How to prove uniqueness of a function in Coq given a specification?

0
votes

Given a specification of a function, e.g., specification_of_sum, how do I prove in Coq that only one such function exists?

I am studying mathematics, and I could prove this in hand, but my skills in Coq are limited (proving using rewrite and apply).

I found the code snippet below, which I've been struggling with for some time now.

I try to unfold the specification in the proof, but using my old friend rewrite doesn't seem to let me go further.

Can someone explain how to approach this problem using simple syntax?

Definition specification_of_sum (sum : (nat -> nat) -> nat -> nat) :=
  forall f : nat -> nat,
    sum f 0 = f 0
    /\
    forall n' : nat,
      sum f (S n') = sum f n' + f (S n').

(* ********** *)

Theorem there_is_only_one_sum :
  forall sum1 sum2 : (nat -> nat) -> nat -> nat,
    specification_of_sum sum1 ->
    specification_of_sum sum2 ->
    forall (f : nat -> nat)
           (n : nat),
      sum1 f n = sum2 f n.
Proof.  
Abort.
2
functional-programmingcoq

2 Answers

1
votes

You need to prove this using induction on n. Think of it, your specification covers the cases for 0 and n.+1, thus it is natural to use induction.

You can read about induction in basically the Coq book of your choice.

An example on how to use your specification is:

intros sum1 sum2 s1_spec s2_spec f n.
specialize (s1_spec f) as [s1_spec0 s1_specS].
specialize (s2_spec f) as [s2_spec0 s2_specS].
1
votes

The following start is essentially as ejgallego already described.

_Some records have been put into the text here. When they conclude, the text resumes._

Issue #415, opened 2023-03-10
Generalize `load_geojson`


soxofaan:
I considered raising this in #412 or #322 but maybe it's better to keep this a separate thread:

`load_geojson` (as introduced in #412)  is closely tied to GeoJSON (by name and supported format), which has the following problems:
- it's out of line with other `load_` processes which support multiple formats, and use `/file_formats` to express that
- it supports loading data from inlined data in the process graph and from remote URLs, but remote vector data might also come in other formats (geopackage, shapefiles, next generation GeoJSON, ...), so why not support that too? (Inline data can also come in other formats actually: WKT string, CovJSON, ...)

Couple of lines of thought:
- generalize `load_geojson`, e.g. to `load_vector`, to also support other vector formats
- generalize  even further to e.g. `load_cube` to also support raster data, not only something like a remote GeoTIFF, but also some kind of inline raster data cube construct (also see #204)
- generalize, but split the inline and external URL case (to avoid some schema specification issues) :
    -  `load_inline`  which could support inline GeoJSON, WKT, other JSON based vector format (e.g. CovJson),  some kind of inline raster data format (again see #204), ...
    - `load_external` to load from a URL

jdries:
A reminder perhaps, but another issue with a specific process like load_geojson is in UDP's where the data to load is a parameter, and the UDP designer would like a user friendly approach to allow loading vector data from different sources without having to make a complex construction inside the UDP.
Could potentially be solved by simply having a vector cube as a udp parameter but then we do have more reliance on the ability to construct vector cubes loading logic client side.

m-mohr:
@jdries Yes, a vector cube should probably be passed in. geojson as subtype has be deprecated (except for load_geojson, if accepted).

PR #427, opened 2023-03-31
Add load_geojson

m-mohr:
Implements #346 and #415


proposals/load_geojson.json
```diff
@@ -0,0 +1,51 @@
+{
+    "id": "load_geojson",
+    "summary": "Load GeoJSON data",
+    "description": "Loads GeoJSON data as defined by [RFC 7946](https://www.rfc-editor.org/rfc/rfc7946.html) into a vector data cube. Feature properties are preserved.",
```
soxofaan, line 4:
```suggestion
    "description": "Loads inline GeoJSON data as defined by [RFC 7946](https://www.rfc-editor.org/rfc/rfc7946.html) into a vector data cube. Feature properties are preserved.",
```

proposals/load_geojson.json
```diff
@@ -0,0 +1,51 @@
...
+            "schema": {
+                "type": "object",
+                "subtype": "geojson"
+            }
+        },
+        {
+            "name": "properties",
+            "description": "One or more properties from the GeoJSON file to construct an additional dimension from. Only applies for GeoJSON Features and FeatureCollections. Missing values are generally set to no-data (`null`).\n\nDepending on the number of properties provided, the process creates the dimension differently:\n\n- Single property with scalar values: A single dimension label with the name of the property and a single value per geometry.\n- Single property of type array: The dimension labels correspond to the array indices. There are as many values and labels per geometry as there are for the largest array.\n- Multiple properties with scalar values: The dimension labels correspond to the property names. There are as many values and labels per geometry as there are properties provided here.\n\nDepending on the number of properties the dimension name is:\n\n- Single property: Name of the property\n- Multiple properties: `properties`.",
```
soxofaan, line 21: So at least one property should be specified here?
what if the geojson has no associated properties (e.g. a single `Polygon`, or `FeatureCollection` where all `properties` are empty?)

proposals/load_geojson.json
m-mohr: I'm wondering whether load is the right term. We should probably stick to it in the id, but maybe in the description we can say something like "Processes inline GeoJSON" or so?

m-mohr: Updated

mkadunc (approved):

LukeWeidenwalker (approved):

proposals/load_geojson.json
```diff
@@ -0,0 +1,53 @@
...
+    "description": "Converts GeoJSON data as defined by [RFC 7946](https://www.rfc-editor.org/rfc/rfc7946.html) into a vector data cube. Feature properties are preserved.",
+    "categories": [
+        "import",
+        "vector"
+    ],
+    "experimental": true,
+    "parameters": [
+        {
+            "name": "data",
+            "description": "A GeoJSON object to inline into the process. The GeoJSON type `GeometryCollection` is not supported. Each geometry in the GeoJSON data results in a dimension label in the `geometries` dimension.",
```
soxofaan, line 13: > A GeoJSON object to inline into the process.

Statement looks a bit weird to me: the object is not to be inlined into the process, it is inlined in the process graph and is to be converted to a vector cube.

```suggestion
            "description": "A GeoJSON object to convert to a vector cube. The GeoJSON type `GeometryCollection` is not supported. Each geometry in the GeoJSON data results in a dimension label in the `geometries` dimension.",
```

proposals/load_geojson.json
```diff
@@ -0,0 +1,53 @@
...
+            "schema": {
+                "type": "object",
+                "subtype": "geojson"
+            }
+        },
+        {
+            "name": "properties",
+            "description": "A list of properties from the GeoJSON file to construct an additional dimension from. A new dimension is created if at least one property is provided. Only applies for GeoJSON Features and FeatureCollections. Missing values are generally set to no-data (`null`).\n\nDepending on the number of properties provided, the process creates the dimension differently:\n\n- Single property with scalar values: A single dimension label with the name of the property and a single value per geometry.\n- Single property of type array: The dimension labels correspond to the array indices. There are as many values and labels per geometry as there are for the largest array.\n- Multiple properties with scalar values: The dimension labels correspond to the property names. There are as many values and labels per geometry as there are properties provided here.\n\nDepending on the number of properties the dimension name is:\n\n- Single property: Name of the property\n- Multiple properties: `properties`.",
```
soxofaan, line 21: Some notes about the "properties" parameter. A bit nitpicking, so not necessarily blockers to merge already (can be moved to follow up ticket).

> Single property with scalar values: ...
> Single property of type array: ...

This assumes the a feature collection is internally consistent: the property is available for each geometry and  it has same type for each geometry. When this is not the case: should this raise an error? Or should we describe type coercion rules: e.g. missing/null -> empty array,  scalar value -> array with one item, so that everything can be described in terms of arrays.

> Depending on the number of properties the dimension name is:\n\n- Single property: Name of the property\n- Multiple properties: `properties`.

I find it a bit strange to change the dimension name based on number of labels. We don't do that with other dimensions I think

soxofaan (commented):
some more nitpicking notes (not necessarily to block merging current state already)

proposals/load_geojson.json
m-mohr:
```suggestion
            "description": "A GeoJSON object to convert to a vector data cube. The GeoJSON type `GeometryCollection` is not supported. Each geometry in the GeoJSON data results in a dimension label in the `geometries` dimension.",
```

m-mohr: Updated.

proposals/load_geojson.json
m-mohr: > This assumes the a feature collection is internally consistent: the property is available for each geometry and it has same type for each geometry. When this is not the case: should this raise an error? Or should we describe type coercion rules: e.g. missing/null -> empty array, scalar value -> array with one item, so that everything can be described in terms of arrays.

As we also discusssed in the last meeting, openEO allows mixed-type data cubes, so in theory it should not throw an error, but if a "back-end limitation" requires consistent types and they are not consistent, yes, the implementation should throw an error.

> I find it a bit strange to change the dimension name based on number of labels. We don't do that with other dimensions I think

Changed to be always `properties` (and type: 'other').

m-mohr: If you think there's more room for improvements, please open an issue as I'll merge this now. Thanks :-)

PR #108, opened 2019-10-28
Fix: Show region when only one paired result is displayed (fixes #3)

### LINKED ISSUE #3: Paired Result - Multiple Regions

benbcai:

-   [ ] Feature
-   [X] Bug fix
-   [ ] Dependency updates
-   [ ] Documentation updates
-   [ ] Build related changes

-   [ ] Yes
-   [X] No

Fixes #3 
The regions of a paired result graph were not displayed when only one pair result is selected. This was because a pair result would also contain more than one key and the `isSingleTargetDisplayed` would return true only if there is only one key. A method called `isSinglePairedResultTargetDisplayed` is created to check if only one pair result is displayed. 

**Add any screenshots**
Screen Shot 2019-10-28 at 12 43 13 PM


abhijit945:
Looks good to me 👍

PR #107, opened 2019-10-23
Update: Constant padding bottom (fixes #81)

pranav300:
Fixes #81

**What is the purpose of this pull request? (Check any that's applicable)**

-   [ ] Feature
-   [x] Bug fix
-   [ ] Dependency updates
-   [ ] Documentation updates
-   [ ] Build related changes
-   [ ] Changes an existing functionality
-   [ ] Other, please explain:

**Does this introduce a breaking change?**

-   [ ] Yes
-   [x] No

**What changes did you make? (Give an overview)**
Updated constant padding-bottom to be 2.5
**Add any screenshots**
OS: Windows
Browser: Chrome

Before:
chrome before

After:
chrome after

Browser: Firefox

Before: 
firefox before

After:
firefox after

OS: Mac
Browser: Chrome

Before:
mac chrome before

After:
mac chrome after

Issue #81, opened 2019-09-18
Timeline X Axis label padding has changed


abhijit945:
**Describe the bug**
X Axis label has moved down and getting cut-off

**To Reproduce**

1. Go to https://engineering.cerner.com/carbon-graphs/#/timeline/simple

**Expected behavior**

Label should be clearly visible

**Screenshots**

![image](https://user-images.githubusercontent.com/4908886/65151187-2dc5f200-d9eb-11e9-863a-f7f0ff63e325.png)

**Desktop (please complete the following information):**

-   OS: [e.g. iOS] Windows 10
-   Browser [e.g. chrome, safari] Chrome

pranav300:
Investigation
What I have found is that this issue is `OS` specific. In windows chrome and IE the `config.LabelHeights.x` has a value 19, whereas in Mac chrome the value is 17, And for firefox, the difference increases to `3.5`. I have found two solutions for it

1. Increase constant padding `top` from `10` to `20`. But there will always be difference in the value returned by the function `getAxisLabelHeight`

2. To keep a check for OS i.e Win32 and within this have one more check for firefox.
```diff
const getAxisLabelHeight = (label) => {
    const dummy = d3.select("body").append("div");
    const svg = dummy.append("svg");
    const grouper = svg.append("g");
    buildAxisLabel(grouper, label);
-    const height = grouper.node().getBoundingClientRect().height;
+    let height = 0;
+    if (window.navigator.platform === "Win32") {
+        if (window.navigator.userAgent.indexOf("Firefox") > -1) {
+            height = grouper.node().getBoundingClientRect().height - 3.5;
+        } else {
+            height = grouper.node().getBoundingClientRect().height - 2
+        }
+    } else {
+        height = grouper.node().getBoundingClientRect().height;
+   }
    dummy.remove();
    return height;
};
```

**Mentions**
@abhijit945

abhijit945:
As mentioned offline:
I am not sure if we would want to go the browser specific route. Can you try using getBBox instead of getBoundingClientRect and see if we can get away from this browser specific behavior? 
https://developer.mozilla.org/en-US/docs/Web/API/SVGGraphicsElement/getBBox
https://developer.mozilla.org/en-US/docs/Web/API/Element/getBoundingClientRect

pranav300:
I tried using `getBBox` but, got the same results. So, planning to go ahead with the browser-specific route.

ShettyAkarsh:
[...]

PR #125, opened 2019-12-12
Fix: Y2 axis going out of scope when hasCustomPadding is true.

### LINKED ISSUE #110: Y2 label getting truncated when hasCustomPadding is true.
**Describe the bug**
 Y2-axis label is getting truncated when `hasCustomPadding`
 is true.

**To Reproduce**

1. Go to the code and add custom padding to [this](https://github.com/cerner/carbon-graphs/blob/master/dev/examples/controls/line.js#L34) similar to that in constants.
3. run the local server
4. Go to this link http://localhost:9991/#/line/y2-axis

**Expected behavior**
Y2-axis label should be visible with hasCustomProperty.

**Screenshots**
Screenshot 2019-11-12 at 3 27 31 PM

-   OS: IOS
-   Browser: Chrome

pranav300:

-   [ ] Feature
-   [x] Bug fix
-   [ ] Dependency updates
-   [ ] Documentation updates
-   [ ] Build related changes

-   [ ] Yes
-   [x] No

Fixes #110 #81

While working on issue #110, I found that PR #107 introduced a bug in the graph construct. As there was slight clipping of the y-axis and y2-axis at the top. Due to the change in padding-bottom in constants. So, I am fixing that as well in this PR.

**Add any screenshots**
Y2 graph in DevSite.
image


src/main/js/controls/Timeline/helpers/creationHelpers.js
```diff
@@ -91,7 +91,7 @@ const getXAxisXPosition = (config) => config.padding.left;
  * @returns {number} Position for the axis
  */
 const getXAxisYPosition = (config) =>
-    (config.padding.top + config.padding.bottom) * 2;
+    config.padding.top * 1.5 + config.padding.bottom;
```
abhijit945: Why are we doing this? Didnt we fix a bug for firefox recently that increased the padding top? 
My concern is that, the unit tests no longer give us the protection in this case. 
Unit tests have a number 300. Fix 1 increases top to 20 -> Unit test now checks for 320.
Fix 2 decreases top by half -> Unit test now checks for 160. i.e. this no longer tests the Fix 1

pranav300: > Why are we doing this? Didn't we fix a bug for firefox recently that increased the padding-top?

IN PR #107, we had decreased the padding-bottom from `5` to `2.5`. Which made it work for timeline but as a result, all the graphs created from graph-construct had their top Y and Y2 axis ticks getting clipped. So, I have reverted the padding-bottom back to `5` and to solve the timeline issue this change `config.padding.top * 1.5 + config.padding.bottom;` was made. As this would only affect the timeline. 
What do you think? @abhijit945

abhijit945: I am good with that as long as we are only changing the unit tests for impacted functionality.

abhijit945:
Please update the commit message to a single commit with appropriate commit message.

abhijit945:
@pranav300 This has my +1, you can get another reviewer to get review it and potentially merge it 👍

src/main/js/helpers/constants.js
```diff
@@ -149,7 +149,7 @@ export const AXES_ORIENTATION = {
 export default {
     PADDING: {
         top: 10,
-        bottom: 2.5,
+        bottom: 5,
```
abhijit945: Does doing this fix the issue happening in the site right now (_The topmost values in the Y Axis are cut-off_)? 

image

pranav300: Yes, it fixes it.

PR #131, opened 2019-12-20
Fix: Opacity for Hashed Activity Bars for Gantt (fixes #113)

### LINKED ISSUE #113: Change background hash bar opacity percentage for accessibility contrast
Background hash bar at 30% opacity does not pass 3:1 contrast even with straight black. We need to update that percentage to allow for a darker gray, and/or change the color and the opacity as the color is locked down at the moment.

### LINKED ISSUE #123: Change non-hash background bars to include a border for accessibility
The current background bar design does not allow for high-enough contrast for background bars against the background of the gantt. The library goal of a background bar is to have an indication of a status (like total duration, expected duration, life of the order, etc.) but not be overpowering to the foreground bars or the primary information of duration (like effort length, dialysis duration, or medication administration duration). In order to create a visible foreground and background bar and events/actions on foreground bars, the background bar fill must remain relatively light, but I would suggest adding a border to it to pass contrast against the row background. This will allow for the foreground bar to pass against the background bar and the background bar border to pass against the row background. 

Example: 
image

abhijit945:

-   [ ] Feature
-   [ ] Bug fix
-   [ ] Dependency updates
-   [ ] Documentation updates
-   [ ] Build related changes
-   [X] Changes an existing functionality

-   [ ] Yes
-   [X] No

`Fix: Opacity for Hashed Activity Bars for Gantt (fixes #113)`

**Before**

image

**After**

image

`Fix: Border Background bars Gantt for a11y (fixes #123)`

**Before**

image

**After**

image


laurenbock:
added 1px border on background which is full opacity so consumers can pass that border against white background for contrast. added 50% opacity on hash background bar so consumers can pass it black to get a high enough contrast against white background.

PR #165, opened 2020-02-13
Fix: Fixed timeline X-Axis width to show end data (fixes #155)

### LINKED ISSUE #155: Timeline does not render data points(values) which are the same as the upper limit
**Describe the bug**
Data points that are exactly the same as the upper limit do not display on the timeline. Whereas data points exactly the same as the lower limit do display.

**To Reproduce**
See working example of issue here:
https://codesandbox.io/s/data-points-same-as-end-date-dont-display-wnc99

**Expected behavior**
The data point should display half of the icon since its on the edge of the timeline.

**Screenshots**
Screen Shot 2020-01-25 at 11 12 48

- OS: Mac
- Browser: Chrome

saket2403:

-   [ ] Feature
-   [x] Bug fix
-   [ ] Dependency updates
-   [ ] Documentation updates
-   [ ] Build related changes

-   [ ] Yes
-   [x] No

Added half of width of first and last ticks as left and right padding if xAxis width is more than canvas width.

**Before Fix**
image

**After Fix**
image


src/main/js/controls/Timeline/Timeline.js
```diff
@@ -197,6 +197,20 @@ class Timeline extends Construct {
             );
         createDefs(this.config, this.svg);
         createAxes(this.axis, this.scale, this.config, this.svg);
+        const ticks = document.getElementsByClassName("tick");
+        const firstTick = ticks[0].getBoundingClientRect().width;
+        const lastTick = ticks[ticks.length - 1].getBoundingClientRect().width;
+        const xAxis = document
+            .getElementsByClassName("carbon-axis carbon-axis-x")[0]
+            .getBoundingClientRect().width;
+        if (xAxis + firstTick / 2 + lastTick / 2 > this.config.canvasWidth) {
```
abhijit945: In the description  you say `Added half of width of first and last ticks as left and right padding if xAxis width is more than canvas width.` 
Why is this necessary?
Why is X Axis width more than canvas width?

saket2403: Actually the sum of X-Axis width and half of first and last ticks becomes more than canvas width.

src/main/js/controls/Timeline/Timeline.js
```diff
@@ -197,6 +197,20 @@ class Timeline extends Construct {
...
+            d3RemoveElement(this.graphContainer, "defs");
```
abhijit945: Why delete defs when you are creating it in line 198?

src/main/js/controls/Timeline/Timeline.js
abhijit945: Right, you have a fix here but I am more interested in knowing why the issue is created in the first place so that we can better understand it.

saket2403: Let's say the canvas and X axis both span from 0 to 1200px so the end ticks which start at points 0 and 1200 get cut off because they they have their own widths , so we need some padding values to incorporate these end ticks.

src/main/js/controls/Timeline/Timeline.js
saket2403: I am deleting both the X axis and defs and then re creating them with the new padding values, because deleting only the X axis gives console errors.

src/main/js/controls/Timeline/Timeline.js
abhijit945: So based on what you are saying, if the end ticks werent there then would this be fixed?

swatikode:
The snapshot in the description shows both the 01:00 and 16:00 ticks correctly. Why is it indicated that the 16:00 tick is missing? I can't seem to understand if the snapshot is for the fix or the issue. Can you clarify this? Also, to better understand what is causing the issue in the first place can you post a snapshot of the ticks being cut off from both the left and right ticks?

saket2403:
> The snapshot in the description shows both the 01:00 and 16:00 ticks correctly. Why is it indicated that the 16:00 tick is missing? I can't seem to understand if the snapshot is for the fix or the issue. Can you clarify this? Also, to better understand what is causing the issue in the first place can you post a snapshot of the ticks being cut off from both the left and right ticks?

Added screenshots of before and after the fix, hope this helps.

src/test/unit/controls/Timeline/Timeline-spec.js
```diff
@@ -235,14 +235,18 @@ describe("Timeline", () => {
             input.content = null;
             data.tasks = [];
             const cfg = timeline.config;
+            const ticks = document.getElementsByClassName("tick");
+            const leftValue = ticks[0].getBoundingClientRect().width / 2;
+            const rightValue =
+                ticks[ticks.length - 1].getBoundingClientRect().width / 2;
```
swatikode: Why are the expected values calculated here? You are using the same formula as used in the source code that is going to work. This is not how you should be testing.

swatikode:
The width of the canvas is calculated in the method [setCanvasWidth](https://github.com/cerner/carbon-graphs/blob/ce28fd9b69e32beaa6fd7206c3deecb3919f2553/src/main/js/controls/Graph/Graph.js#L57) and it takes into the account the width of the container, the container the consumer chooses to place the graph and so the width could be anything. What made you decide that adding a padding 1/2 of the left and right tick will be enough at all times? Try choosing a container with different widths and confirm the code change, also add the corresponding unit tests.

src/test/unit/controls/Timeline/Timeline-spec.js
saket2403: Fixed 675cd0b

saket2403:
> The width of the canvas is calculated in the method [setCanvasWidth](https://github.com/cerner/carbon-graphs/blob/ce28fd9b69e32beaa6fd7206c3deecb3919f2553/src/main/js/controls/Graph/Graph.js#L57) and it takes into the account the width of the container, the container the consumer chooses to place the graph and so the width could be anything. What made you decide that adding a padding 1/2 of the left and right tick will be enough at all times? 

I had tested different scenarios with and without container before raising the PR all seems to work fine. As for the solution proposed I figured out that a minimum amount of padding is required to prevent the ticks from getting truncated, whose value I calculated it to be equal to half the widths of 1st and last padding in different scenarios so added a fix accordingly.

src/test/unit/controls/Timeline/Timeline-spec.js
saket2403: Fixed here e607e6e

ShettyAkarsh:
@saketh, so currently you are taking the ticks value from 1:00 AM to 4:00 PM. so what happens if the number of ticks are still increased ? let say to 6:00 PM ? so in this case still the canvas width will be more than the x-axis width. so will your logic of taking half the padding from left and right and then adding to x-axis width still works ?

ShettyAkarsh:
Not sure if this works here. so have you tried something similar to this logic. in the case if x-axis width is greater than canvas width ? 

if (x-axis width > canvas width)
{
    Diff width = (x-axis width - canvas width)
    New canvas width =  canvas width + Diff width
}

other wise 

if (x-axis width > canvas width)
{
    Diff width = (x-axis width - canvas width)
    New canvas width =  Diff width / 2
    // Assign the New canvas width as right and left padding values for canvas.
}

saket2403:
> Not sure if this works here. so have you tried something similar to this logic. in the case if x-axis width is greater than canvas width ?
> 
> if (x-axis width > canvas width)
> {
> Diff width = (x-axis width - canvas width)
> New canvas width = canvas width + Diff width
> }
> 
> other wise
> 
> if (x-axis width > canvas width)
> {
> Diff width = (x-axis width - canvas width)
> New canvas width = Diff width / 2
> // Assign the New canvas width as right and left padding values for canvas.
> }

Changing canvas Width is not the right approach as it depends on the size of the container chosen by the user so increasing canvas Width can make its width more than container, thats why re sizing X-axis to fit inside the canvas seems better.

saket2403:
> @saket2403 ,so currently you are taking the ticks value from 1:00 AM to 4:00 PM. so what happens if the number of ticks are still increased ? let say to 6:00 PM ? so in this case still the x-axis width will be more than the canvas width. so will your logic still works ?

I am taking widths of the first and last ticks irrespective of their values, only condition being [this](https://github.com/cerner/carbon-graphs/pull/165/files#diff-db00fd9263d1463026a5bfc662dd1526R206). So it will work for any time value.

src/main/js/controls/Timeline/Timeline.js
saket2403: Yes in certain cases the X axis shortens to an extent that end ticks are not displayed and issue is fixed.

ShettyAkarsh: `xAxis + firstTick / 2 + lastTick / 2` add it inside the braces to make it more clear.

PR #190, opened 2020-03-24
New: Honor Height Regardless of Outlier Check (fixes #74)

### LINKED ISSUE #74: Outliers/Viewable area
There are cases in which including all data points face up will impact the usability/interpretation of the lines. Outliers could impact the slope of the line causing it to be very flat and unusable. This request is to show a viewable area based on fixed ranges and if data points appear outside of that indicate to the user that there are points outside the viewable area via running the line off the edge of the viewable area paired with a banner notifying the user of the data outside of the viewable graph. 

**Reasoning:** The reason we wanted to avoid showing all data points is change blindness. If the user had a standard graph view they used for every patient, but the y-axes were slightly different from patient to patient, they might not see the change in axis values and could rely on the slope of the line instead. If points appear off the edge of the graph, drawn lines themselves are indication enough since they go out of the current view. Allowing the user to access what those points are is necessary for them either in progressive disclosure. 

image

SharathAlur:
https://github.com/cerner/carbon-graphs/issues/74

Ability to avoid padding and auto-calibration of the y-axis.

-   [x] Feature
-   [ ] Bug fix
-   [ ] Dependency updates
-   [ ] Documentation updates
-   [ ] Build related changes

-   [ ] Yes
-   [x] No

Added a property **allowCalibration** to the graph. When this is set to false, avoid y-axis range update and set clamp to false.

**Add any screenshots**
Disable_Calibration


docs/core/Graph.md
```diff
@@ -31,21 +31,22 @@ Graph is a set of graphs that share a common set of base visualization structure
...
+| showVGrid        | boolean  | true                                          | Toggle to show vertical grid                                                         |
+| showHGrid        | boolean  | true                                          | Toggle to show horizontal grid                                                       |
+| dateline         | array    | []                                            | Refer [Dateline](../helpers/Dateline.md)                                             |
+| pan              | object   | {}                                            | Refer [Panning](../controls/Panning.md)                                              |
+| padding          | object   | `{ top: 10, bottom: 5, left: 30, right: 50 }` | Refer [Padding](../controls/Padding.md)                                              |
+| showNoDataText   | boolean  | true                                          | Toggle to show no data text                                                          |
+| allowCalibration | boolean  | true                                          | Toggle to allow calibration to adjust the y axis                                     |
```
ryanthemanuel: Do we want to call this disableCalibration and have the default be false?  I think I like this better and it is maybe a little clearer, but I'm open to thoughts.

SharathAlur: If we analyze all the props are having positive words, even though they are optional. I feel it is better to follow the same trend. Let me know your thoughts.

mraplumb: I would agree with trying to equate a truthy value with "on" and a falsey value with "off"

mraplumb:
@SharathAlur please resolve the conflicts introduced by the merge of another PR

SharathAlur:
@mraplumb I have resolved the conflict and also updated the data to correctly show/hide the shapes per data type in the dev site.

intros sum1 sum2 H1 H2 f n. (* introduce all the hypotheses *)                                     
unfold specification_of_sum in *. (* unfold definition in all places *)                            
specialize H1 with (f := f). (* narrow statement to be about f *)                                  
specialize H2 with (f := f). (* narrow statement to be about f *)                                  
inversion_clear H1.  (* split up the AND statements *)                                             
inversion_clear H2.                                                                                
(* induction on n, and do rewrites *)

I have included a few more basic commands to make it slower but simpler. The rest of the proof only requires rewrite and reflexivity.